Wang uses China’s two most grandiose social engineering programs of the post-Mao era—the one-child policy and the zero-Covid policy—to show the engineering state’s catastrophic downside. Though implemented four decades apart, the two plans have much in common. Each began with scientistic hubris and ended in national exhaustion.
The engineering state’s fixation on numeric targets and disregard for organic human bonds render it, in Wang’s analysis, too rigid to allow the Chinese people to live happily. Even China’s vaunted growth has slowed under Xi Jinping. Despite China’s technological advances, industrial power, and larger population, Wang does not expect it to surpass America across the board.
Wang’s account of China is compelling, but his treatment of America is less convincing. Though his title references only China, the opening chapter signals that his scope is wider. He intends also to chart a way forward for America’s lawyerly society, which “has become distinctly unambitious” and “blocks everything it can.”
Like Ezra Klein and Derek Thompson in Abundance, Wang identifies the thicket of procedural hurdles that stifle growth in contemporary America as the source of its ills. But like them, he stops short, offering only tepid prescriptions. To overcome lawyerliness, he suggests, America must first “remember that the country has a heritage of engineering” and second “elevate a greater diversity of voices among its elites.”
Salutary as national pride and pluralism may be, can they defend against a hypersonic missile from the industrial colossus across the Pacific? What Wang, Klein, and Thompson avoid confronting is that progressivism is not only burdened by a procedural fetish but is itself an obstacle to material advancement.
One example illustrates this blind spot: Wang credits the Biden administration with making “a serious attempt to conduct industrial policy and build up U.S. infrastructure.” In reality, while the administration nominally championed reindustrialization, it undermined that agenda with a chaotic hodgepodge of progressive policies.

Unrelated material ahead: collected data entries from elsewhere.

PR #125, opened 2025-06-23
Proc macro for building crux-mir-comp MethodSpecs

spernsteiner:
This adds the `crucible_spec_macro` library, defining the `#[crux_spec_for(f)]` proc macro, which can be applied in place of `#[crux::test]` to convert a test into a specification for compositional verification.


spernsteiner:
Marked as draft for now because I still need to set up mir-json-generate-libs to build the new library.  The library itself is ready for review.

spernsteiner:
As this is a proc macro crate, it can't contain anything other than proc macros.  So maybe we should name it `crucible_proc_macros`.

Note that there are already some types and functions specific to crux-mir-comp in the main `crucible` library - they're just unusable without the additional crux-mir-comp overrides.  We could split these out, but I'm not sure it's worth it.

RyanGlScott (approved):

The two signature industrial policy initiatives of the Biden era—the Inflation Reduction Act and the CHIPS Act—were cluttered with extraneous progressive pet programs, like bonuses for companies that built in low-income areas and requirements that they provide child care for workers. Such errors are not incidental. As Charles Fain Lehman has written of Abundance, the purpose of a system is what it does.

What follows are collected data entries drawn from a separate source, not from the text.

PR #276, opened 2026-06-12
alloc: don't assume `reallocate` happens in-place

samcowger:
This gives `crucible-mir` more flexibility in how it chooses to implement reallocation. This flexibility will be useful for
https://github.com/GaloisInc/crucible/pull/1842 in particular, whose changes make `crucible-mir` more brittle to overwriting a smaller allocation with a larger one.


spernsteiner (approved):
Looks good, but please don't merge until you have a matching crucible PR ready to do

RyanGlScott (approved):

Still, Wang deserves praise for introducing nomenclature from China’s domestic discourse that carries over, in part, to America. He describes a loose circle of bloggers who write under the banner of the Industrial Party, offering a distilled version of the mainstream engineering-state model. Wang calls them modern fascists. From an American standpoint, the more instructive detail is whom they oppose: the Sentimentalists, who indulge liberal pieties.
While the Industrial Party doesn’t resonate with much that is recognizable in America, the Sentimentalists do. For America to become once again a place where big things are built and ambition stirs, it must not only overcome the proceduralism that Wang, Klein, and Thompson decry. It must also triumph over the progressive sentimentalism they decline to confront.